### [PROBLEM TO SOLVE]
The required result is a line count: how many lines in this data hold the word "BiometricAndDeviceCredential". Give only that.

START GIVEN INFORMATION

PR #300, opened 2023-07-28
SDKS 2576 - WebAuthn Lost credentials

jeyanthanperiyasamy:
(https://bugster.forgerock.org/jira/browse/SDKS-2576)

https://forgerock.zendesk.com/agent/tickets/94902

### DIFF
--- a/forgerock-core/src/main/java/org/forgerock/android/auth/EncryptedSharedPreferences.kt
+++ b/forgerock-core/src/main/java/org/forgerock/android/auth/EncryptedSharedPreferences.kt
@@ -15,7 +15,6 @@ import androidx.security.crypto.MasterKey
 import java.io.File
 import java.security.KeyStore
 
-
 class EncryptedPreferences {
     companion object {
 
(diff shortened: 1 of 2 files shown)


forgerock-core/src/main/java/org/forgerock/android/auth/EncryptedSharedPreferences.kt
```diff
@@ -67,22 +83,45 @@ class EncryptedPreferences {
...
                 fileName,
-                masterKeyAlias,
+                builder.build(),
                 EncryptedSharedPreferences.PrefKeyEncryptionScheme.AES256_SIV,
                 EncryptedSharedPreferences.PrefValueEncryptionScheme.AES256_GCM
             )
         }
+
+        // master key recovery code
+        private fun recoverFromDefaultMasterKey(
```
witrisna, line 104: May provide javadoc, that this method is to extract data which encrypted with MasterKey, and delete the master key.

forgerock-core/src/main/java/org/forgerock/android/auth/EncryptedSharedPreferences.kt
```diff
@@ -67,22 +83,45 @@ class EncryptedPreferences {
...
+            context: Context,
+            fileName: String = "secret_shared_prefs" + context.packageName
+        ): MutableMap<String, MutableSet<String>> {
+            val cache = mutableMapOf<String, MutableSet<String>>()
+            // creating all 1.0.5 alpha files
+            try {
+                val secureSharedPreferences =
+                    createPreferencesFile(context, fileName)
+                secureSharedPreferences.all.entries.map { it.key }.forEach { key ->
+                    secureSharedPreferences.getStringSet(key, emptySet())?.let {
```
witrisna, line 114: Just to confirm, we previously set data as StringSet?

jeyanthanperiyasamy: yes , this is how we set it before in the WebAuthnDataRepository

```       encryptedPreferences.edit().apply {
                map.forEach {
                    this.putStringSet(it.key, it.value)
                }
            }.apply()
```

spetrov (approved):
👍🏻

END GIVEN INFORMATION
START GIVEN INFORMATION

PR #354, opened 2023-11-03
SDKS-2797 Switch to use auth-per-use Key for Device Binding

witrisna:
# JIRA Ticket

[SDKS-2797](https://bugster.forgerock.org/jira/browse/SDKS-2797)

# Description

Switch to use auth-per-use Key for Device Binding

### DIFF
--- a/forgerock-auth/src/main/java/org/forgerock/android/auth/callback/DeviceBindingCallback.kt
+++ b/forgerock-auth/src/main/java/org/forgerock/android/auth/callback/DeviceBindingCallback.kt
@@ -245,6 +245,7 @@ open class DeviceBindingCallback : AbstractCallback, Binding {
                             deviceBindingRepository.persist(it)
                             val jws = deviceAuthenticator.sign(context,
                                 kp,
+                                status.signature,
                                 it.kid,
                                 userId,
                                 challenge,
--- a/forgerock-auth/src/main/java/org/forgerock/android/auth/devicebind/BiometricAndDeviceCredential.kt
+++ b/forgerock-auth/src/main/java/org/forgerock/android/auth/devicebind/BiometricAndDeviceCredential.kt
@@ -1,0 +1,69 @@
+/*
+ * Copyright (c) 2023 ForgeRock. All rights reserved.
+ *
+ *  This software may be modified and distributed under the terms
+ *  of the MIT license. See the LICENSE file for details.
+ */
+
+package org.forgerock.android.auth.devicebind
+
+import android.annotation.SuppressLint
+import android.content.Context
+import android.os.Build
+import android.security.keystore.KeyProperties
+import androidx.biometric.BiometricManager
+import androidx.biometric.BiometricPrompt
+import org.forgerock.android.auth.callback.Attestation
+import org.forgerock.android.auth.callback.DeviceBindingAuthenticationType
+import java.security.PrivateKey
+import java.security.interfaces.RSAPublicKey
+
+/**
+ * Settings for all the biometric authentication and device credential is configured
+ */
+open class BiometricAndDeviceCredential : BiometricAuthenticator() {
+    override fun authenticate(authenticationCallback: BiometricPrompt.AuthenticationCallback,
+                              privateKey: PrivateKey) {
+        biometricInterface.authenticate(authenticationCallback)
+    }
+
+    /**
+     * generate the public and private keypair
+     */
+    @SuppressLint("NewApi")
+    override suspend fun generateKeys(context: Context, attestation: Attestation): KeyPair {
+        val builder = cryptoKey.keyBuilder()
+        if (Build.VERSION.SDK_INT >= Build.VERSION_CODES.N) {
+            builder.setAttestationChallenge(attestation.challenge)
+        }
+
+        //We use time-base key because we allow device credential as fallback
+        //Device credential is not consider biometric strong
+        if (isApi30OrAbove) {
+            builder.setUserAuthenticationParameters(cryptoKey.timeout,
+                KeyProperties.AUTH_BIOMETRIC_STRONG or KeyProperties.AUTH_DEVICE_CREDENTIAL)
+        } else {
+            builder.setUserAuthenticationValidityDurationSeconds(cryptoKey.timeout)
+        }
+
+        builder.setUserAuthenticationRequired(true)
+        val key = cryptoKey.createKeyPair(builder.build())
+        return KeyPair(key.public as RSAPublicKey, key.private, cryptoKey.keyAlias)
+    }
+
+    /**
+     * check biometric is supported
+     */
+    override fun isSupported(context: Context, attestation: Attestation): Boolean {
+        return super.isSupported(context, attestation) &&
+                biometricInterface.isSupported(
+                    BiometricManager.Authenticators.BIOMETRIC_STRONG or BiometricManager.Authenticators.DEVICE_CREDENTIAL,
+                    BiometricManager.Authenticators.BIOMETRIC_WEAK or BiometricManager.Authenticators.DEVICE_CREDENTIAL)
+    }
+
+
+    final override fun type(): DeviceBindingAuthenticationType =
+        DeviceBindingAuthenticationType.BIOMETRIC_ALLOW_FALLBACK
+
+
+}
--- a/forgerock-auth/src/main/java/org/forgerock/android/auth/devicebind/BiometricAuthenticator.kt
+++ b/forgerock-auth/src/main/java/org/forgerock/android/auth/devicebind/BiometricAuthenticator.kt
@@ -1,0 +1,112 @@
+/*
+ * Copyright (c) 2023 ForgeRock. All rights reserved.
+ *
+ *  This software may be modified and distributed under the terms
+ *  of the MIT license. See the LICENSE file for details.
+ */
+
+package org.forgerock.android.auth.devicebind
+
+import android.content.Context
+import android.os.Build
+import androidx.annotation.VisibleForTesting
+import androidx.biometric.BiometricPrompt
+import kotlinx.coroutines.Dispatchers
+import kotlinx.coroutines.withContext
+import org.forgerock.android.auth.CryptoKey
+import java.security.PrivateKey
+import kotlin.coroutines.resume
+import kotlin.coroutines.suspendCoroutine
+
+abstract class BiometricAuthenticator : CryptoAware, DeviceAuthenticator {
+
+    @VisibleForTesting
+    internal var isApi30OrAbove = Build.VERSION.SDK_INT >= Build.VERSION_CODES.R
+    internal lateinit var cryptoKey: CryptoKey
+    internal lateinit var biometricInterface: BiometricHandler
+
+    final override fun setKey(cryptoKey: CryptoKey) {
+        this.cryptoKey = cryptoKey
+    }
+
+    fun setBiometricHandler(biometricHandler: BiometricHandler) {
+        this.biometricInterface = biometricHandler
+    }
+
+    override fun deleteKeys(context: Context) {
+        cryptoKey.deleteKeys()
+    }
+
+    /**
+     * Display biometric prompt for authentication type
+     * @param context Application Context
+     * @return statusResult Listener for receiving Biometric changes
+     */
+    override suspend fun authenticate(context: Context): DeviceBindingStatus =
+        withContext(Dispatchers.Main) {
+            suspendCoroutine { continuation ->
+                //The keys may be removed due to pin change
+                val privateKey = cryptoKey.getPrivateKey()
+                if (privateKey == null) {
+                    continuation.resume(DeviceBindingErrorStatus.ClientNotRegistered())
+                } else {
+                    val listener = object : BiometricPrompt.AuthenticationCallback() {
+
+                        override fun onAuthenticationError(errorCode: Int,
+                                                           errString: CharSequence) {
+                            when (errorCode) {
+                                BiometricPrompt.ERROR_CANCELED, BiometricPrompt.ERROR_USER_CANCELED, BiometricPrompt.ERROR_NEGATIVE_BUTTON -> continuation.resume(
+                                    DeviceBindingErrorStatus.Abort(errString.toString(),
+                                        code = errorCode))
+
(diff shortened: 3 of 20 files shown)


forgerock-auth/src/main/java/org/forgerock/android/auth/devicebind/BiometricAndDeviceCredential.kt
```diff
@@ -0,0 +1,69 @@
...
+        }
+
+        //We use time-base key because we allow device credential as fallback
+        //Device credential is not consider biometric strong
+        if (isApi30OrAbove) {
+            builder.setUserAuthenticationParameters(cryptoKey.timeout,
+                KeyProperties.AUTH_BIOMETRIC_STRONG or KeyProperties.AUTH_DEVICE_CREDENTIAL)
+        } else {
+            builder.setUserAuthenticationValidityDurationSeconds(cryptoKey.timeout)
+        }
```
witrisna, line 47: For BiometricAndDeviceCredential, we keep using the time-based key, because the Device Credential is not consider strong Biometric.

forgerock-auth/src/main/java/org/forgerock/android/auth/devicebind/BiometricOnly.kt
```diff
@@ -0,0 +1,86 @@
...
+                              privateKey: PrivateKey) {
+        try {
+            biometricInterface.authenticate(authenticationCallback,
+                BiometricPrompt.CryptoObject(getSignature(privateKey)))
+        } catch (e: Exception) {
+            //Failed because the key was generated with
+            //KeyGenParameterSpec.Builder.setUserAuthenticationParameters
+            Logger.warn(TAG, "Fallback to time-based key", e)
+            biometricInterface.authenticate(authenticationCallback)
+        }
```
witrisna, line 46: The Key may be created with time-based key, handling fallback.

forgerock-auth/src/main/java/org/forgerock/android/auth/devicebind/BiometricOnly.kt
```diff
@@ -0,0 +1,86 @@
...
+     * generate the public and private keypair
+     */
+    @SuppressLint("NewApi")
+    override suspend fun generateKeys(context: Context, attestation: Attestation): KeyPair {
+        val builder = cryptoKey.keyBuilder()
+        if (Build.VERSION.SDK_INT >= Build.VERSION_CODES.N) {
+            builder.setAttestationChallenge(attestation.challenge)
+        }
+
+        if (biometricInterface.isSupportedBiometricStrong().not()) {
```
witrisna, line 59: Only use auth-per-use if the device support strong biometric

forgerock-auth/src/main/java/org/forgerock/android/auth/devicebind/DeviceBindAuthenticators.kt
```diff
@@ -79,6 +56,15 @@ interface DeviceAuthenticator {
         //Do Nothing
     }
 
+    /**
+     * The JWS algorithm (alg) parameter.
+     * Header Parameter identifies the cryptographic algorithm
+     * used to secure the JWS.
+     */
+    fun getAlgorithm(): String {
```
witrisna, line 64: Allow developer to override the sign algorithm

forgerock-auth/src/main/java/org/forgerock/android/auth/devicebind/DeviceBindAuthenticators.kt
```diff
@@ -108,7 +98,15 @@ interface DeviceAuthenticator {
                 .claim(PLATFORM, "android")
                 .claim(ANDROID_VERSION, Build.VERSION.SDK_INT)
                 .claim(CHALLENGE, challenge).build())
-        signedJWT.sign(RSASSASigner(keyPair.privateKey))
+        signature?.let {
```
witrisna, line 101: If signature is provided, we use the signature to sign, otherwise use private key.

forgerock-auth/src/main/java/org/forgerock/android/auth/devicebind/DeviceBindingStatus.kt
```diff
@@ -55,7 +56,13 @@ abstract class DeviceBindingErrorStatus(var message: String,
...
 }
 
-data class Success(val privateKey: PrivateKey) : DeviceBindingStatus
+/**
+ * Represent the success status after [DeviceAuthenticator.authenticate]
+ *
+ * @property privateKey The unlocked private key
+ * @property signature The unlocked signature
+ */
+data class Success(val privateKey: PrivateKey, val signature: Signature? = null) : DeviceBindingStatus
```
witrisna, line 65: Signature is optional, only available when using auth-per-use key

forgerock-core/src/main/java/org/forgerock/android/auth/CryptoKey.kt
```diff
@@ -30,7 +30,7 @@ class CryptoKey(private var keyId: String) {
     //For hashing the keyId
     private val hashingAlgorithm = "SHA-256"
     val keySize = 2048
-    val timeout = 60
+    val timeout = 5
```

END GIVEN INFORMATION
START GIVEN INFORMATION

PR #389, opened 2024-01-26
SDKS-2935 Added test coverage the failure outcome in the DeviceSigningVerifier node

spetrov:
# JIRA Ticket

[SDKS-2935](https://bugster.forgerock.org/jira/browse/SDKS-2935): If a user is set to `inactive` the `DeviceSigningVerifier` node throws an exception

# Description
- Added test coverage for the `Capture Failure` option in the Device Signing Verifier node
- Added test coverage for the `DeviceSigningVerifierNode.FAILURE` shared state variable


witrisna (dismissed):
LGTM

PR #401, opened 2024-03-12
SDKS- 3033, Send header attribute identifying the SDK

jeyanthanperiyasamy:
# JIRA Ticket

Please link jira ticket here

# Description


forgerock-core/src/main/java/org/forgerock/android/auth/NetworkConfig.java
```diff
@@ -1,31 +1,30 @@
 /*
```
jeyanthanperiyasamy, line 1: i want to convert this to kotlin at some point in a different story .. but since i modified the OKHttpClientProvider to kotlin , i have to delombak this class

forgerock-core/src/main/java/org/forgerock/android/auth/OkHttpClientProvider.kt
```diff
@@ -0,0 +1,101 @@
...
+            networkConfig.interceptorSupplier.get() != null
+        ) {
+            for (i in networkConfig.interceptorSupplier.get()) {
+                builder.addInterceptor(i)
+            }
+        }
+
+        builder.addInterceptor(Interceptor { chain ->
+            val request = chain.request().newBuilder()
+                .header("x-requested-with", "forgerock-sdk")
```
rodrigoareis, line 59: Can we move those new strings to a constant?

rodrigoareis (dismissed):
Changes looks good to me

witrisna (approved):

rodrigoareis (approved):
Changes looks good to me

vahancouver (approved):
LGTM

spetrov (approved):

END GIVEN INFORMATION

### [ANSWER BOX]
5